ID Small Claims Trials

In Idaho, parties to a small claims lawsuit may attempt to settle their claim through stipulation or mediation. You'll need to go to trial only if an agreement doesn't occur between you and the other party.

A trial date is scheduled by the court if the dispute can't be settled. The parties must appear at the trial with all witnesses and documentation.


If the defendant admits to owing the plaintiff money or property, the case can be settled. If the defendant needs time to pay and the plaintiff agrees to the terms, the court may enter a stipulation. The stipulation states the terms and conditions for settling the case.

The parties may also be given an opportunity to meet with a mediator to see if they can come to an agreement. If the parties don't come to an agreement, a date is scheduled for everyone to return for a trial. If the parties agree during mediation, the terms of the agreement is set out by the mediator, signed by the parties and filed with the clerk.


If the parties are unable to reach an agreement through stipulation or mediation, they must appear for trial on the date and at the time scheduled by the clerk. If your case is set for trial, be prepared and on time. Have documents, photographs and witnesses ready. No attorneys are allowed in small claims hearings in Idaho.

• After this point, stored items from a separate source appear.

PR #433, opened 2020-08-07
Multi cf reader bug fixes

burlen:
a number of critical bug fixes developed in conjunction with the multi-files reader


burlen:
split this into a number of smaller PRs, will close now

Issue #330, opened 2024-11-14
refactor: add some table driven tests in key_codec, block and sst


flaneur2020:
> can i put this change in a followed up pr? 
>
> i suppose there're some possibilities to make some these tests in a table-driven style, which might introduce some bigger changeset. having the tests in a table-driven style may allows LLM easier to generate more test cases.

At trial, both parties have the opportunity to speak to the judge and ask questions of each other and witnesses. The judge may ask questions of the plaintiff, defendant and witnesses as needed. The judge considers all evidence and testimony. The ruling of the judge is written in the form of a judgment. Sometimes, the judge doesn't make a decision at trial, and the judgment is mailed to both parties.


The evidence you should bring to trial to support your claims or defenses includes:

  • Documents such as contracts, notes, leases and receipts
  • Records
  • Photographs
  • Drawings

Courtroom Conduct

You should follow these general suggestions for courtroom conduct:

  • Be on time for your trial
  • Stick to the issues in dispute when presenting your case
  • Be polite at all times and don't interrupt the judge, the defendant or any of the witnesses at any time
  • If you don't understand something during the trial, ask the judge when it's your turn to speak
  • If an offer to settle your dispute comes up during your trial, think about accepting it because it may be in your best interest to do so

Failure to Appear

If the defendant doesn't appear at trial, you're granted a default judgment for the amount of your claim, plus your filing and service costs. If you fail to appear at trial, the judge will dismiss your claim.

Final Judgment

A final judgment is a legal document that states that one party is entitled to recover damages in a specified amount from another party. Interest is added on the amount awarded until the final judgment is satisfied.

Questions for Your Attorney

  • Can an attorney come with me into the courtroom?
  • What should I take with me to court?
  • What happens if I can't make it to court on my scheduled trial date?